Good control of blood glucose was shown by the Diabetes Control and Complications Trial (DCCT) Research Group (1993) to reduce the risk of developing clinical and electrophysiological deficits of diabetic neuropathy by 61%. Similarly, the UK Prospective Diabetes Study (UKPDS) Group (1998) reported a relative risk of 60% for neuropathy as measured by a biothesiometer after 15 years’ follow-up in the intensive treatment group, compared with the conventionally treated group. Furthermore, independent electrophysiological studies have shown a relationship between HbA1c and the presence and severity of neuropathy (Tkac and Bril, 1998). It is clear then that optimal glycaemic control can prevent or delay the onset of peripheral neuropathy, and can reduce existing symptoms (Greene et al, 1992).
Current status
For the five-and-a-half years since beginning pump therapy, I have not suffered many of my previous symptoms of peripheral neuropathy, given my improved glycaemic control. I no longer experience the tingling, burning, prickling or sharp pains, although my feet remain extremely sensitive if touched, and my gait remains altered as the left mid-foot collapsed. With the use of an arch support, this has been rectified.
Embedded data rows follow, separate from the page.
PR #18, opened 2021-01-18
Create meeting: set duration and meeting time proposal method

anna-giang:
Added functionality for the user to set the meeting duration and time proposal method (manually or via Google Calendar - to be added later).


GoMeet/src/main/webapp/test/spec/specCreateMeetingShared.js
```diff
@@ -0,0 +1,190 @@
+class MockHTMLCollection {
+  /**
+   * Construct a MockHTMLCollection object, a fake that mocks
```
suprsrsly, line 3: nit: fakes and mocks are often different things... https://stackoverflow.com/a/55030455

GoMeet/src/main/webapp/js/createMeetingShared.js
```diff
@@ -0,0 +1,48 @@
...
+        radioChecked.add(input.name);
+        sessionStorage.setItem(key, value);
+      }
+    }
+    else { // all other types of inputs
+      if (value !== '') {
+        sessionStorage.setItem(key, value);
+      }
+      else {
+        alert(FILL_ALL_FIELDS_ALERT);
```
suprsrsly: Hmm, I'm not sure if it's the right thing to add UI calls at this level. It might be better to return a status code and produce the UI at a higher layer instead. In particular, this function might be fiddlier to test if it's producing UI inside your test harness.

suprsrsly:
BTW, it's OK to squash together the commits that have the initial implementation of saveMeeting() and the tests for it. Makes things a little easier to review and associates the two more easily.

GoMeet/src/main/webapp/js/createMeetingStep2.js
```diff
@@ -0,0 +1,41 @@
...
+ * valid.
+ * The duration should at least be 1 minute, and hours is a value 0-23
+ * and minutes 0-59. Alerts the user to input valid value(s)
+ * @returns true if duration is valid, false otherwise.
+ */
+function validateDuration() {
+  let hours = document.getElementById('duration-hours').value;
+  let mins = document.getElementById('duration-mins').value;
+  if (hours === '' || mins === '') {
+    alert(FILL_ALL_FIELDS_ALERT);
```
anna-giang: @suprsrsly Should I also return status codes here as well and alert at a higher layer?

GoMeet/src/main/webapp/js/createMeetingStep2.js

However, only surgery will correct the hammer toes (Figure 1; by removing part of the joint), and removal of the left great toe joint and replacing it with a prosthetic joint is needed to correct the hallux rigidus. An orthopaedic surgeon has said that this is not advisable as these prosthetic joints are prone to dislocation, and as feeling and awareness of pain are reduced I may not realise if the joint became displaced.
Conclusion
In my experience, treatment of peripheral neuropathy proved unsatisfactory because of the lack of a pharmaceutical solution. However, the use of insulin pump therapy and education to attain improved glycaemic control has proved successful in controlling a number of my symptoms.
Currently, no specific pharmacological agent has been shown to reverse neuropathy or prevent disease progression beyond glycaemic control (Perkins et al, 2001). In the light of this personal experience, and the findings of studies such as the DCCT and the UKPDS, it is recommended that treatment should be directed towards prevention with glycaemic control.